*** Begin section ***

PR #214, opened 2023-09-26
[W.I.P] Improve CMake and enable end-of-stream/file VP8&H264 encoding 

ZitaLiao:
This are mainly to support my4 file transcoder
1. make MediaServerLib a more self-contain lib.
   a. Improve Cmake
   b. import medooze/mp4v2 as submodule
2. make VP8 & H264 support end-of-stream/file encoding

### DIFF
--- a/.gitmodules
+++ b/.gitmodules
@@ -4,3 +4,6 @@
 [submodule "ext/googletest"]
 	path = ext/googletest
 	url = https://github.com/google/googletest.git
+[submodule "ext/mp4v2"]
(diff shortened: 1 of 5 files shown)


ZitaLiao:
@murillo128 I've changed mp4v2 from submodule to Cmake FetchContent. Could you have a look again?
It would be better if you could merge https://github.com/medooze/mp4v2/pull/1 first then we can point to the mp4v2 main branch here as well.

murillo128 (approved):
lgtm

PR #217, opened 2023-10-06
Fixed static analysis errors

harryz2000:


src/h265/H265Packetizer.cpp
```diff
@@ -164,7 +164,7 @@ void H265Packetizer::OnNal(VideoFrame& frame, BufferReader& reader, std::optiona
 	// just before the first slice of the frame:
 	if (
 		// this NALU is a slice or SEI
-		((nalUnitType >= HEVC_RTP_NALU_Type::TRAIL_N && nalUnitType <= HEVC_RTP_NALU_Type::RASL_R)
+		((nalUnitType <= HEVC_RTP_NALU_Type::RASL_R)
```
murillo128, line 167: @ZitaLiao can you double check this?

src/SimulcastMediaFrameListener.cpp
```diff
@@ -277,6 +279,8 @@ void SimulcastMediaFrameListener::Flush()
 	{
 		auto f = std::move(queue.front());
 		queue.pop_front();
+// Ignore coverity error: Attempting to access the managed object of an empty smart pointer "f".
+// coverity[dereference]
```
murillo128, line 283: Do we know why coverity is complaining about this?

harryz2000: The detailed report can be found in the artifact on result https://github.com/medooze/static-analysis/actions/runs/6429275751.
It looks the Coverity is confused about the effect of pop_front(), which has removed the empty front. Coverity thinks we are still using the front(). It appears a false alarm.

src/h265/H265Packetizer.cpp
ZitaLiao: Fine here since HEVC_RTP_NALU_Type::TRAIL_N is 0. 
@harryz2000 A better way may be to keep it with a commented line to indicate clearer information though, minor improvement.

harryz2000: That is exactly what the Coverity complain about. The nalUnitType is an unsigned type and TRAIL_N is 0. The condition would be never false.

harryz2000: I assume TRAIL_N value  (as well as other values with in the range) would never change. Otherwise, we need to take care of every value in between.

src/SimulcastMediaFrameListener.cpp
harryz2000: Plus, I tested similar code logic and it didn't have issues.

murillo128 (approved):
lgtm

PR #218, opened 2023-10-06
Add pixel aspect ratio

murillo128:


include/VideoBuffer.h
```diff
@@ -101,6 +101,11 @@ class VideoBuffer
 	ColorRange GetColorRange() const { return colorRange; }
 	ColorSpace GetColorSpace() const { return colorSpace; }
 
+	void SetPixelAspectRatio(int pixelAspectRatioNum, int pixelAspectRatioDen)	{ this->pixelAspectRatio = { pixelAspectRatioNum , pixelAspectRatioDen }; }
+	void SetPixelAspectRatio(std::pair<int,int> pixelAspectRatio)			{ this->pixelAspectRatio = pixelAspectRatio; }
+	std::pair<int, int> GetPixelAspectRatio() const			{ return this->pixelAspectRatio; }
+	bool HasNonSquarePixelAspectRatio() const			{ return this->pixelAspectRatio.first && this->pixelAspectRatio.first != this->pixelAspectRatio.second; }
```
ZitaLiao, line 107: Why do we need to check this->pixelAspecRatio.first   here? To check it not 0?

src/VideoPipe.cpp
```diff
@@ -154,6 +154,30 @@ VideoBuffer::const_shared VideoPipe::GrabFrame(uint32_t timeout)
 	//Unlock
 	pthread_mutex_unlock(&newPicMutex);
 
+	//If we have a dinamic resize
+	if (scaleResolutionDownBy > 0 || videoBuffer->HasNonSquarePixelAspectRatio())
```
ZitaLiao, line 158: minor: check if videoBuffer is not null before using the pointer?

src/VideoPipe.cpp
```diff
@@ -154,6 +154,30 @@ VideoBuffer::const_shared VideoPipe::GrabFrame(uint32_t timeout)
...
+	{
+		//Get pixel aspect ratio
+		const auto [parNum, parDen] = videoBuffer->GetPixelAspectRatio();
+
+		//Choose which dimension we want to use for adjusting the pixel aspect ratio
+		if (parNum>parDen)
+		{
+			//Check adjusted video size
+			videoWidth = ((uint32_t)((videoBuffer->GetWidth() * parNum) / (scaleResolutionDownBy * parDen))) & ~1;
```
ZitaLiao, line 167: need to check if scaleResolutionDownBy is 0, or else would crash by devided by 0. Same in other places

ZitaLiao (approved):
lgtm except the minor null/0-den check on the comment, they would not fail with current usage/code though.

PR #220, opened 2023-10-09
Fix static analysis errors relevant to video codecs

harryz2000:


src/h264/h264encoder.cpp
```diff
@@ -68,6 +68,15 @@ H264Encoder::H264Encoder(const Properties& properties) : frame(VideoCodec::H264)
 	type    = VideoCodec::H264;
 	format  = 0;
 	pts     = 0;
+	curNal = 0;
```
murillo128, line 71: can we move it to the .h instead?

src/vp8/vp8encoder.cpp
```diff
@@ -31,7 +31,16 @@ VP8Encoder::VP8Encoder(const Properties& properties) : frame(VideoCodec::VP8)
 	type    = VideoCodec::VP8;
 	pts	= 0;
 	num	= 0;
-	pic	= NULL;
+	pic	= NULL;
```
murillo128, line 34: can we move it to the .h instead?

src/h264/h264encoder.cpp
```diff
@@ -68,6 +68,15 @@ H264Encoder::H264Encoder(const Properties& properties) : frame(VideoCodec::H264)
...
+	numNals = 0;
+	width = 0;
+	height = 0;
+	nals = 0;
+	
+	memset(&pic, 0, sizeof(pic));
```
murillo128, line 77: `pic = {}` in .h instead?

include/VideoDecoderWorker.h
```diff
@@ -32,7 +32,7 @@ class VideoDecoderWorker
 private:
 	std::set<VideoOutput*> outputs;
 	WaitQueue<RTPPacket::shared> packets;
-	pthread_t thread;
+	pthread_t thread = 0;
```
murillo128, line 35: nullptr or {} better?

murillo128 (changes requested):

src/vp8/vp8encoder.cpp
harryz2000: I tried to make small change and keep the initialisation consistent with existing code. Would you like to change the existing code as well? Sometimes the change would be big and probably not be convenient for review.

include/VideoDecoderWorker.h
harryz2000: As mentioned in another pr. pthread_t is an integer, seems 0 is more suitable

src/h264/h264encoder.cpp
harryz2000: Yes. We can. As mentioned in another response, how should we resolve this as existing code does initialisation in cpp file. Which way should we take?
1. moving all initialisation to header file, including existing code
2. Only add initialisation for missing ones, don't change existing ones
3. Keep the missing ones consistent with existing code
I am fine to either way.

murillo128: The code may be bigger, but the complexity is low. So let's modernize it and go with 3.

harryz2000: I assume you meant: Make all initialisation consistent and in header file. I will change to that way. Please let me know if my understanding is correct.

murillo128: that's correct

src/h264/h264encoder.cpp
harryz2000: Done

src/vp8/vp8encoder.cpp
harryz2000: Done

src/h264/h264encoder.cpp
harryz2000: Done.

harryz2000: Actually let me double check whether {} has same effect as memset. The {} does eliminate the Coverity errors.

harryz2000: Yes. My tests indicated it does zero the struct.

murillo128 (approved):
lgtm

PR #223, opened 2023-10-13
Coverity fix: pointer/resource leak

ZitaLiao:


murillo128:
@harryz2000 could we try to use `unique_ptr` to manage the leaked resources instead?

harryz2000:
Yes. Using unique_ptr would be a good idea. Will change.

harryz2000:
Yes. That would be a good idea. Will make the change.

src/mp4streamer.cpp
```diff
@@ -996,7 +996,7 @@ AVCDescriptor* MP4Streamer::GetAVCDescriptor()
 	if (pictureHeaderSize)
 		free(pictureHeaderSize);
 
-	return desc;
+	return desc.release();
```
murillo128, line 999: let's make `MP4Streamer::GetAVCDescriptor()` return a `std::unique_ptr` and chante the rtmpmp4streamer to use a unique ptr too

src/mp4recorder.cpp
```diff
@@ -912,12 +911,13 @@ void MP4Recorder::processMediaFrame(DWORD ssrc, const MediaFrame &frame, QWORD t
...
-					videoTrack = new mp4track(mp4);
+					auto videoTrackPtr = std::make_unique<mp4track>(mp4);
 					//Create track
-					videoTrack->CreateVideoTrack(videoFrame.GetCodec(),videoFrame.GetClockRate(),videoFrame.GetWidth(),videoFrame.GetHeight(),disableHints);
+					videoTrackPtr->CreateVideoTrack(videoFrame.GetCodec(),videoFrame.GetClockRate(),videoFrame.GetWidth(),videoFrame.GetHeight(),disableHints);
 					//Set name as ssrc
-					videoTrack->SetTrackName(std::to_string(ssrc));
+					videoTrackPtr->SetTrackName(std::to_string(ssrc));
 					//Add it to map
+					videoTrack = videoTrackPtr.release();
```
murillo128, line 920: I think that we should modernize the whole pointer management of the tracks. So let's change the `videoTracks` to be a vector of `shared_ptr`s and use shared_ptrs instead of unique_ptrs for `videoTrack` so the code here is easier to change

murillo128 (changes requested):
soory for changin my mind, but let's try to modernize the whole file

src/rtmp/rtmpmp4stream.cpp
```diff
@@ -130,7 +130,7 @@ void RTMPMP4Stream::doPlay(QWORD transId, std::wstring& url,RTMPMediaStream::Lis
 	SendMetaData(meta);
 
 	//Get AVC descriptor if any
-	desc = streamer.GetAVCDescriptor();
+	desc = streamer.GetAVCDescriptor().release();
```
murillo128, line 133: can we make `desc`  in in RTMPMP4Stream a unique ptr too?

harryz2000: It seems this rtmpmp4stream.cpp wasn't used in any build files. Therefore, I tented to do minor changes in case the change would break anything. Basically I didn't optimize this file. Where was this file used? Or should we optimize it? If so, we might want to add it to some cmake file to at least verify it can compile.

murillo128: ok, let's ignore it for now.

murillo128 (approved):
lgtm

PR #12, opened 2021-08-29
update juce

dromer:
now builds fine on my system at least, check if GH-pages is also pleased ;)


jatinchowdhury18:
Awesome, thanks! I've kicked of the pre-merge builds on this PR, along with a run of the [release pipeline](https://github.com/Chowdhury-DSP/releases/runs/3456907451?check_suite_focus=true) builds.

jatinchowdhury18:
Hmm, so it looks like the release pipeline build are still failing, but since the regular builds passed, I'm going to go ahead and merge anyway.

Thanks!

PR #170, opened 2022-06-16
Corresponding changes to bilinear filters

KaiMikkelsen:
Think I got all the spots where the filter order should be changed, let me know if I missed anything.

Thanks!


KaiMikkelsen:
> Looks good! Just a reminder to push the submodule change first, and then update the submodule here before merging. Thanks!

*** End section ***

Only one thing belongs in the reply: the exact lines of the listing above, from the one with "harryz2000: It seems" through its last line.

harryz2000: It seems this rtmpmp4stream.cpp wasn't used in any build files. Therefore, I tented to do minor changes in case the change would break anything. Basically I didn't optimize this file. Where was this file used? Or should we optimize it? If so, we might want to add it to some cmake file to at least verify it can compile.

murillo128: ok, let's ignore it for now.

murillo128 (approved):
lgtm

PR #12, opened 2021-08-29
update juce

dromer:
now builds fine on my system at least, check if GH-pages is also pleased ;)


jatinchowdhury18:
Awesome, thanks! I've kicked of the pre-merge builds on this PR, along with a run of the [release pipeline](https://github.com/Chowdhury-DSP/releases/runs/3456907451?check_suite_focus=true) builds.

jatinchowdhury18:
Hmm, so it looks like the release pipeline build are still failing, but since the regular builds passed, I'm going to go ahead and merge anyway.

Thanks!

PR #170, opened 2022-06-16
Corresponding changes to bilinear filters

KaiMikkelsen:
Think I got all the spots where the filter order should be changed, let me know if I missed anything.

Thanks!


KaiMikkelsen:
> Looks good! Just a reminder to push the submodule change first, and then update the submodule here before merging. Thanks!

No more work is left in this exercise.